PR #416, opened 2020-11-01
Move triggers

dryajov:
Moving peer events int connmanager

### DIFF
--- a/libp2p/connmanager.nim
+++ b/libp2p/connmanager.nim
@@ -269,7 +269,7 @@ proc onClose(c: ConnManager, conn: Connection) {.async.} =
           errMsg = exc.msg, conn
   finally:
     trace "Triggering peerCleanup", conn
-    await c.peerCleanup(conn)
+    asyncSpawn c.peerCleanup(conn)
 
 proc selectConn*(c: ConnManager,
                 peerId: PeerID,
--- a/libp2p/connmanager.nim
+++ b/libp2p/connmanager.nim
@@ -124,19 +124,20 @@ proc triggerPeerEvents*(c: ConnManager,
                         peerId: PeerID,
                         event: PeerEvent) {.async, gcsafe.} =
 
+  trace "About to trigger peer events", peer = peerId
   if event notin c.peerEvents:
     return
 
   try:
     let count = c.connCount(peerId)
     if event == PeerEvent.Joined and count != 1:
-      trace "peer already joined", peerId, event
+      trace "peer already joined", peerId, event = $event
       return
     elif event == PeerEvent.Left and count != 0:
-      trace "peer still connected or already left", peerId, event
+      trace "peer still connected or already left", peerId, event = $event
       return
 
-    trace "triggering peer events", peerId, event
+    trace "triggering peer events", peerId, event = $event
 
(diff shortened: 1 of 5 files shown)


libp2p/switch.nim
```diff
@@ -487,44 +466,11 @@ proc muxerHandler(s: Switch, muxer: Muxer) {.async, gcsafe.} =
 
   try:
     await s.identify(muxer)
-  except CatchableError as exc:
+  except IdentifyError as exc:
```
arnetheduck, line 469: what if the remote end closes the identify connection early and a streameof happens on the connection that identify was using?

dryajov: Good point, we should handle those as well.

arnetheduck:
This would be a good time to introduce the Cancellation tests, before doing any other changes - ie that's where the current leak is, and it should be addressed with a test before anything else

dryajov:
The problem is that they are almost impossible to properly test with the current `listen` api, hence I've added them in the accepts #420 PR.

arnetheduck:
right, that's a good start! we need cancellation tests for readOnce and close as well as those are the likely culprits of the  resource leak we're seeing.

dryajov:
Yeah those are good to add as well. I'll add them in there.

libp2p/connmanager.nim
```diff
@@ -224,6 +225,32 @@ proc cleanupConn(c: ConnManager, conn: Connection) {.async.} =
 
   trace "Connection cleaned up", conn
 
+proc peerStartup(c: ConnManager, conn: Connection) {.async.} =
+  try:
+    trace "Triggering peer and connection events on connect", conn
+    let peerId = conn.peerInfo.peerId
+    await c.triggerPeerEvents(peerId, PeerEvent.Joined)
```
arnetheduck, line 232: this looks wrong - we should only trigger the Joined peer event on the _first_ connection to the peer, no? likewise for the `Left` - it would only happen when the last connection is fully cleaned up

libp2p/switch.nim
```diff
@@ -167,13 +167,9 @@ proc mux(s: Switch, conn: Connection): Future[Muxer] {.async, gcsafe.} =
   muxer.streamHandler = s.streamHandler
 
   s.connManager.storeOutgoing(conn)
-  s.connManager.storeMuxer(muxer)
-
-  # start muxer read loop - the future will complete when loop ends
-  let handlerFut = muxer.handle()
```
arnetheduck, line 173: afair, this was done so that the muxer would be available in connmanager for `handle` handlers that might run _before_ `storeMuxer`

libp2p/connmanager.nim
dryajov: This is taken care of in the `triggerPeerEvents` call - this hasn't changed at all, just moved from the switch, we also test for this and I haven't yet seen this triggered more than once.

libp2p/switch.nim
dryajov: Yes this is suspect as well and I did consider this when making the change. It might be the change that broke this PR, but I have not yet been able to reproduce it. Any chance you can try reverting this and see if it resolves the potential issues you were seeing on our infra?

───

What this task involves →
Each line above must be printed exactly as it appears.

Solution for this task →
PR #416, opened 2020-11-01
Move triggers

dryajov:
Moving peer events int connmanager

### DIFF
--- a/libp2p/connmanager.nim
+++ b/libp2p/connmanager.nim
@@ -269,7 +269,7 @@ proc onClose(c: ConnManager, conn: Connection) {.async.} =
           errMsg = exc.msg, conn
   finally:
     trace "Triggering peerCleanup", conn
-    await c.peerCleanup(conn)
+    asyncSpawn c.peerCleanup(conn)
 
 proc selectConn*(c: ConnManager,
                 peerId: PeerID,
--- a/libp2p/connmanager.nim
+++ b/libp2p/connmanager.nim
@@ -124,19 +124,20 @@ proc triggerPeerEvents*(c: ConnManager,
                         peerId: PeerID,
                         event: PeerEvent) {.async, gcsafe.} =
 
+  trace "About to trigger peer events", peer = peerId
   if event notin c.peerEvents:
     return
 
   try:
     let count = c.connCount(peerId)
     if event == PeerEvent.Joined and count != 1:
-      trace "peer already joined", peerId, event
+      trace "peer already joined", peerId, event = $event
       return
     elif event == PeerEvent.Left and count != 0:
-      trace "peer still connected or already left", peerId, event
+      trace "peer still connected or already left", peerId, event = $event
       return
 
-    trace "triggering peer events", peerId, event
+    trace "triggering peer events", peerId, event = $event
 
(diff shortened: 1 of 5 files shown)


libp2p/switch.nim
```diff
@@ -487,44 +466,11 @@ proc muxerHandler(s: Switch, muxer: Muxer) {.async, gcsafe.} =
 
   try:
     await s.identify(muxer)
-  except CatchableError as exc:
+  except IdentifyError as exc:
```
arnetheduck, line 469: what if the remote end closes the identify connection early and a streameof happens on the connection that identify was using?

dryajov: Good point, we should handle those as well.

arnetheduck:
This would be a good time to introduce the Cancellation tests, before doing any other changes - ie that's where the current leak is, and it should be addressed with a test before anything else

dryajov:
The problem is that they are almost impossible to properly test with the current `listen` api, hence I've added them in the accepts #420 PR.

arnetheduck:
right, that's a good start! we need cancellation tests for readOnce and close as well as those are the likely culprits of the  resource leak we're seeing.

dryajov:
Yeah those are good to add as well. I'll add them in there.

libp2p/connmanager.nim
```diff
@@ -224,6 +225,32 @@ proc cleanupConn(c: ConnManager, conn: Connection) {.async.} =
 
   trace "Connection cleaned up", conn
 
+proc peerStartup(c: ConnManager, conn: Connection) {.async.} =
+  try:
+    trace "Triggering peer and connection events on connect", conn
+    let peerId = conn.peerInfo.peerId
+    await c.triggerPeerEvents(peerId, PeerEvent.Joined)
```
arnetheduck, line 232: this looks wrong - we should only trigger the Joined peer event on the _first_ connection to the peer, no? likewise for the `Left` - it would only happen when the last connection is fully cleaned up

libp2p/switch.nim
```diff
@@ -167,13 +167,9 @@ proc mux(s: Switch, conn: Connection): Future[Muxer] {.async, gcsafe.} =
   muxer.streamHandler = s.streamHandler
 
   s.connManager.storeOutgoing(conn)
-  s.connManager.storeMuxer(muxer)
-
-  # start muxer read loop - the future will complete when loop ends
-  let handlerFut = muxer.handle()
```
arnetheduck, line 173: afair, this was done so that the muxer would be available in connmanager for `handle` handlers that might run _before_ `storeMuxer`

libp2p/connmanager.nim
dryajov: This is taken care of in the `triggerPeerEvents` call - this hasn't changed at all, just moved from the switch, we also test for this and I haven't yet seen this triggered more than once.

libp2p/switch.nim
dryajov: Yes this is suspect as well and I did consider this when making the change. It might be the change that broke this PR, but I have not yet been able to reproduce it. Any chance you can try reverting this and see if it resolves the potential issues you were seeing on our infra?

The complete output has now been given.